*** Opening of Records provided ***

PR #2194, opened 2022-06-21
Export > dropdown and functionality

ravish-kg:
This PR has changes related to export functionality:

1. The button should be disabled while data is loading
2. Clicking the button should display the list of templates in a dropdown.
3. There should be a tooltip for the button. Just like the navbar, the tooltip should be hidden when the dropdown is open.
4. Depending on the type of the template, on click of the option,
5. If it's the default CSV option, change the location of browser
6. Otherwise,
    - Open a modal that shows we're waiting for data
    - When the export is done, close the modal and prompt a download
    - Users should be able to cancel the progress
    - Errors must be properly dispatched to the global handler

### DIFF
--- a/src/components/export.tsx
+++ b/src/components/export.tsx
@@ -165,7 +165,7 @@ const Export = ({ reference, disabled }: ExportProps): JSX.Element => {
     <>
         <Dropdown className='export-menu' onClick={() => setShowTooltip(false)}>
           <OverlayTrigger
-            placement='bottom'
+            placement={ConfigService.appSettings.hideNavbar ? 'left' : 'top-end'}
             overlay={<Tooltip>{MESSAGE_MAP.tooltip.export}</Tooltip>}
             onToggle={(next: boolean) => setShowTooltip(next)}
             show={showTooltip}
--- a/src/components/export.tsx
+++ b/src/components/export.tsx
@@ -184,7 +184,7 @@ const Export = ({ reference, disabled, onCancelDownload }: ExportProps): JSX.Ele
     <>
         <Dropdown className='export-menu'>
           <OverlayTrigger
-            placement='left'
+            placement='bottom'
             overlay={<Tooltip>{MESSAGE_MAP.tooltip.export}</Tooltip>}
           >
             <Dropdown.Toggle
--- a/src/components/export.tsx
+++ b/src/components/export.tsx
@@ -67,6 +67,7 @@ const Export = ({ reference, disabled }: ExportProps): JSX.Element => {
         !ConfigService.chaiseConfig.disableDefaultExport
       );
       
+      // Update the list of templates in UI
       options.push(...templates);
   
       setOptions(options);
@@ -74,6 +75,11 @@ const Export = ({ reference, disabled }: ExportProps): JSX.Element => {
 
   }, [reference]);
 
+  /**
+   * Send the request for export
+   * @param option selected export option
+   * @returns Downloads the selected file
+   */
   const startExporting = (option: any) => () => {
     const formatType = option.type;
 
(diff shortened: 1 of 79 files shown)


src/components/export.tsx
```diff
@@ -1,51 +1,221 @@
...
+            <div
+              className='progress-bar progress-bar-striped active'
+              aria-valuenow={100}
+              aria-valuemax={100}
+              style={{ width: '100%' }}
+            ></div>
+          </div>
+        </Modal.Body>
+        <Modal.Footer>
+          <Button className='chaise-btn chaise-btn-primary' variant='outline-primary' onClick={closeModal}>
```
RFSH, line 171: Use the `chaise-btn chaise-btn-secondary` class for this button (the same as AngularJS version).

src/components/export.tsx
```diff
@@ -1,51 +1,221 @@
...
 
-const Export = ({
-  reference,
-  disabled
-}: ExportProps): JSX.Element => {
+const Export = ({ reference, disabled, onCancelDownload }: ExportProps): JSX.Element => {
+  /**
+   * State variable to open progress modal dialog
+   */
+  const [show, setShow] = useState(false);
```
RFSH, line 45: Use a better name... show-what-exactly?

src/components/export.tsx
```diff
@@ -1,51 +1,221 @@
...
-  )
-
-}
+    <>
+        <Dropdown className='export-menu'>
+          <OverlayTrigger
+            placement='bottom'
+            overlay={<Tooltip>{MESSAGE_MAP.tooltip.export}</Tooltip>}
+          >
+            <Dropdown.Toggle
```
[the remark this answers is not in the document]
RFSH: The button should be disabled if there aren't any option.

RFSH (changes requested):
Please address the commends that I added. Also,
- Hide the tooltip when the dropdown is open (the tooltip is blocking the menu, so you should hide it)
- Remove the outline of the dropdown button (the outline that shows up when users focus on it).

src/components/export.tsx
```diff
@@ -1,51 +1,214 @@
...
 
+const Export = ({ reference, disabled }: ExportProps): JSX.Element => {
+  /**
+   * State variable to open progress modal dialog
+   */
+  const [showProgressModal, setShowProgressModal] = useState<boolean>(false);
+  /**
+   * State variable to export options
+   */
+  const [options, setOptions] = useState<Array>([]);
```
RFSH, line 33: Use `any[]` to be consistent with the `any` typeof `selectedOption`. Eventually when we have proper export object type in ermrestjs, we will fix these.

src/components/export.tsx
```diff
@@ -1,51 +1,214 @@
...
+  const startExporting = (option: any) => () => {
+    const formatType = option.type;
+
+    switch(formatType) {
+      case 'DIRECT':
+        location.href = reference.csvDownloadLink;
+        break;
+      case 'BAG':
+      case 'FILE': 
+        setIsDownloading(true);
```
RFSH, line 92: Remember that using multipe set-states in a callback might cause batching issues. And to be honest you don't need this many state variables.. they all are doing the same thing.

Just set the `selectedOption`.  It makes the code easier to read as well.

src/components/export.tsx
```diff
@@ -1,51 +1,214 @@
...
+  const cancelExport = () => {
+    // Cancel download
+    if (!!exporterObj) {
+      exporterObj.cancel();
+    }
   }
 
+  const closeModal = () => {
+    cancelExport();
+    setShowProgressModal(false);
```
RFSH, line 165: Assuming you remove all the unnecessary state variables and only set the `selectedOption`, then in here you would clear it.

This would also fix a bug in your current implementation where the button stays disabled

RFSH (changes requested):
Please be conservative about state variables. `showProgressModal`, `selectedOption`, and `isDownloading` all are doing the same thing. There's no reason to have all these three.

It's also causing the bug that I mentioned in one of my comments.

RFSH (approved):

jrchudy (commented):
The tooltip position is different than what is on master. While looking into this, I realized that we weren't handling the case where the navbar is hidden if `hideNavbar` query parameter is present. I will make changes to support hiding the navbar and conditionally setting the position of the tooltip.

Only other concern I have is that the modal width is different. We are using `size: 'md'` in angular but setting no size in this case. From reading the documentation for react bootstrap modals:
> size - Render a large, extra large or small modal. When not provided, the modal is rendered with medium (default) size.

It looks like bootstrap changed the definition of `modal-md` in the version we are now using. @RFSH and I should talk about this before merging

jrchudy (approved):

PR #2196, opened 2022-06-24
Table header > create/edit

ravish-kg:
This PR contains changes related to create/edit:

Clicking on "Bulk Edit" should change the current location to the recordedit app.
Clicking on the "Create" button,
Should open the recordedit page in a new tab.
After creating a record, focusing on the recordset page should update the page.

### DIFF
--- a/src/assets/scss/_table-header.scss
+++ b/src/assets/scss/_table-header.scss
@@ -28,4 +28,10 @@
     padding-bottom: 2px;
     margin-right: 4px;
   }
+
+  .pull-right {
+    display: flex;
+    justify-content: flex-end;
+    gap: 8px;
+  }
 }
--- a/src/components/recordset.tsx
+++ b/src/components/recordset.tsx
@@ -10,7 +10,7 @@ import Title from '@isrd-isi-edu/chaise/src/components/title';
 import Export from '@isrd-isi-edu/chaise/src/components/export';
 import ChaiseSpinner from '@isrd-isi-edu/chaise/src/components/spinner';
 import RecordsetTable from '@isrd-isi-edu/chaise/src/components/recordset-table';
-import { attachContainerHeightSensors, attachMainContainerPaddingSensor, copyToClipboard } from '@isrd-isi-edu/chaise/src/utils/ui-utils';
+import { attachContainerHeightSensors, attachMainContainerPaddingSensor, copyToClipboard, deleteCookie, getAllCookies, getCookieName } from '@isrd-isi-edu/chaise/src/utils/ui-utils';
 import { RecordsetConfig, RecordsetDisplayMode } from '@isrd-isi-edu/chaise/src/models/recordset';
 import { isObjectAndKeyDefined } from '@isrd-isi-edu/chaise/src/utils/type-utils';
 import { createRedirectLinkFromPath, getRecordsetLink } from '@isrd-isi-edu/chaise/src/utils/uri-utils';
@@ -122,11 +122,6 @@ const RecordsetInner = ({
    * We have to validate the facets first, and then we can show them.
    */
   const [facetColumnsReady, setFacetColumnsReady] = useState(false);
-
-  /**
-   * State variable to hold newly created referrer ids
-   */
-  const [recordRequests, setRecordRequests] = useState<any[]>([]);
 
   const mainContainer = useRef<HTMLDivElement>(null);
 
@@ -242,29 +237,22 @@ const RecordsetInner = ({
   };
 
   const updateRecords = () => {
-    let completed = 1; 
+    let completed = 0; 
+    const allCookies = getAllCookies();
 
-    for (const referrerId in recordRequests) {
-      // TODO: ask
-      // const cookie = $cookies.getObject(referrerId);
-      // if (cookie) {
-        delete recordRequests[referrerId];
-        // $cookies.remove(referrerId);
+    const recordRequests = allCookies.filter(c=> c.trim().startsWith('recordset-'));
+
+    for (const referrerId of recordRequests) {
+        deleteCookie(getCookieName(referrerId));
         completed += 1;
-      // }
     }
 
     if (completed > 0) {
       const cause = completed ? LogReloadCauses.ENTITY_CREATE : LogReloadCauses.ENTITY_UPDATE;
 
-      // TODO: ask
       update(null, null, true, true, true, false, cause);
     }
   };
-
-  const onRecordRequest = (referrerId: string) => {
-    setRecordRequests([...recordRequests, referrerId]);
-  }
 
   //------------------- UI related functions: --------------------//
 
@@ -474,7 +462,7 @@ const RecordsetInner = ({
             </div>
             {renderSelectedFacetFilters()}
             {renderShowFilterPanelBtn()}
-            <TableHeader config={config} onRecordRequest={onRecordRequest} />
+            <TableHeader config={config} />
           </div>
 
         </div>
--- a/src/components/recordset.tsx
+++ b/src/components/recordset.tsx
@@ -123,6 +123,11 @@ const RecordsetInner = ({
    */
   const [facetColumnsReady, setFacetColumnsReady] = useState(false);
 
+  /**
+   * State variable to hold newly created referrer ids
+   */
+  const [recordRequests, setRecordRequests] = useState<any[]>([]);
+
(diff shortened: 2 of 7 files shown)


src/assets/scss/_table-header.scss
```diff
@@ -28,4 +28,10 @@
     padding-bottom: 2px;
     margin-right: 4px;
   }
+
+  .pull-right {
```
RFSH, line 32: pull-right was a bootstrap3 built-in class and that's why we've used it there. Let's name this something more specific. Something like `chaise-table-header-buttons`

src/components/recordset.tsx
```diff
@@ -234,6 +236,27 @@ const RecordsetInner = ({
     });
   };
 
+  /**
+   * On window focus, remove request and update the page
+   */
+  const updateRecords = () => {
```
RFSH, line 242: Let's call it `onWindowFocus` or simply `onFocus` so it's easier to understand how this function is used.

src/components/table-header.tsx
```diff
@@ -105,26 +185,53 @@ const TableHeader = ({ config }: TableHeaderProps): JSX.Element => {
...
+        <div
+          className='pull-right'
+        >
+          {shouldShowCreateButton() && (
+            <OverlayTrigger
+              placement='bottom-end'
+              overlay={
+                <Tooltip>
+                  Create new{' '}
+                  {reference.displayname && reference.displayname.value}
```
RFSH, line 197: Use the `DisplayValue` component here and pass the `displayname` as the "value" prop.

src/components/table-header.tsx
```diff
@@ -105,26 +185,53 @@ const TableHeader = ({ config }: TableHeaderProps): JSX.Element => {
...
+            </OverlayTrigger>
+          )}
+
+          {/* Edit Button */}
+          {shouldShowEditButton() && (
+            <OverlayTrigger
+              placement='bottom-end'
+              overlay={
+                <Tooltip>
+                  {shouldEditButtonDisabled() ? `Editing disabled when items per page > ${RECORDEDIT_MAX_ROWS}` : 'Edit this page for records.'}
```
RFSH, line 217: The tooltip is not showing up when the button is disabled. To test this add `?limit=201` at the end of your recordset url to force the page size.

src/utils/ui-utils.ts
```diff
@@ -316,4 +316,46 @@ export function convertVWToPixel(value: number) {
 
   const result = (x * value) / 100;
   return result;
+}
```
RFSH, line 319: Let's move all these cookie related functions to a separate file and call it `cookie.ts` and move it to `services` folder.

And the file should define a class and these functions that you defined here should be static properties of it. Something like

```
export default class CookieService {

  static deleteCookie(name:string, path = '/', domain?:string) {
   ...
  }
  
 ...
}
```

src/utils/ui-utils.ts
```diff
@@ -316,4 +316,46 @@ export function convertVWToPixel(value: number) {
...
+      ';expires=Thu, 01 Jan 1970 00:00:01 GMT';
+  }
+}
+
+/**
+ * Get cookie helper function
+ * @param name name of the cookie
+ * @returns cookie 
+ */
+export function getCookie(name:string){
```
RFSH, line 341: Add return type. You should also explain what happens when the cookie doesn't exist (returns false, undefined, or etc)

src/utils/ui-utils.ts
```diff
@@ -316,4 +316,46 @@ export function convertVWToPixel(value: number) {
...
+  return document.cookie.split(';').some(c => {
+      return c.trim().startsWith(name + '=');
+  });
+}
+
+/**
+ * Returns cookie list
+ */
+export function getAllCookies() {
```
RFSH, line 350: Add return type

src/utils/ui-utils.ts
```diff
@@ -316,4 +316,46 @@ export function convertVWToPixel(value: number) {
...
+  return document.cookie.split(';');
+}
+
+/**
+ * 
+ * @param cookie accpets cookie in format of <cookieName>=<value>
+ * @returns cookie name
+ */
+export function getCookieName(cookie:string) {
```
RFSH, line 359: Add return type

src/utils/math-utils.ts
```diff
@@ -20,3 +20,15 @@ export function generateUUID(): string {
...
   return Math.floor((1 + Math.random()) * 0x10000).toString(36);
 }
+
+/**
+ * 
+ * @param min minimum number 
+ * @param max maximum number
+ * @returns random number generated
+ */
+export function getRandomInt(min: number, max: number) {
```
RFSH, line 30: Add return type

src/utils/ui-utils.ts
```diff
@@ -316,4 +316,46 @@ export function convertVWToPixel(value: number) {
 
   const result = (x * value) / 100;
   return result;
+}
+
+/**
+ * Delete cookie helper function
```
RFSH, line 322: Explain what happens if the cookie doesn't exist. Also add return type (`void`).

RFSH (changes requested):
Why did you create this branch based on an old commit? Next time, please make sure you're pull/fetching the react branch before creating a new one out of it.

RFSH (approved):
Thank you for the changes. Everything looks good to me now. 

I should mention that the implemented `onFocus` logic assumes that all the cookies are for this page, which is wrong. This is something that I will have to think more about and fix. And should be ignored while reviewing this PR.

src/components/table-header.tsx
```diff
@@ -105,26 +186,57 @@ const TableHeader = ({ config }: TableHeaderProps): JSX.Element => {
...
```
jrchudy, line 220: Tooltip should be: `Edit this page of records.`. Please change `for` to `of`

src/components/table-header.tsx
```diff
@@ -105,26 +186,57 @@ const TableHeader = ({ config }: TableHeaderProps): JSX.Element => {
...
+                </Tooltip>
+              }
+            >
+              <span>
+                <Button
+                  className='chaise-btn chaise-btn-primary'
```
jrchudy, line 226: On master, this button has another class called `chaise-table-header-edit-link`.

src/components/table-header.tsx
```diff
@@ -105,26 +186,57 @@ const TableHeader = ({ config }: TableHeaderProps): JSX.Element => {
...
+              overlay={
+                <Tooltip>
+                  Create new{' '}
+                  <DisplayValue value={reference.displayname} />
+                </Tooltip>
+              }
+            >
+              <span className='chaise-table-header-buttons-span'>
+                <Button
+                  className={`chaise-btn  ${config.displayMode === RecordsetDisplayMode.FULLSCREEN ? 'chaise-btn-primary' : 'chaise-btn-secondary'}`}
```
jrchudy, line 204: On master, this button has another class called `chaise-table-header-create-link`.

jrchudy (commented):
Only a few minor issues. The buttons are missing a class, the tooltip for bulk edit is incorrect, and the spacing between the buttons is inconsistent with master.

src/assets/scss/_table-header.scss
```diff
@@ -28,4 +28,13 @@
...
     margin-right: 4px;
   }
+
+  .chaise-table-header-buttons {
+    display: flex;
+    justify-content: flex-end;
+  }
+
+  .chaise-table-header-buttons-span {
+    margin: 0px 8px;
```
jrchudy, line 38: Let's change this to `margin: 0px 5px;` to be consistent with master

src/components/table-header.tsx
```diff
@@ -105,26 +186,57 @@ const TableHeader = ({ config }: TableHeaderProps): JSX.Element => {
...
+              overlay={
+                <Tooltip>
+                  Create new{' '}
+                  <DisplayValue value={reference.displayname} />
+                </Tooltip>
+              }
+            >
+              <span className='chaise-table-header-buttons-span'>
+                <Button
+                  className={`chaise-btn  ${config.displayMode === RecordsetDisplayMode.FULLSCREEN ? 'chaise-btn-primary' : 'chaise-btn-secondary'} chaise-table-header-edit-link`}
```
jrchudy, line 204: This one should be `chaise-table-header-create-link`

ravish-kg: I have added class to the button element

*** Close of Records provided ***

:: Description of the task ::
In the data above, which lines have "doing"? Report each of them.

:: Result ::
RFSH, line 92: Remember that using multipe set-states in a callback might cause batching issues. And to be honest you don't need this many state variables.. they all are doing the same thing.
Please be conservative about state variables. `showProgressModal`, `selectedOption`, and `isDownloading` all are doing the same thing. There's no reason to have all these three.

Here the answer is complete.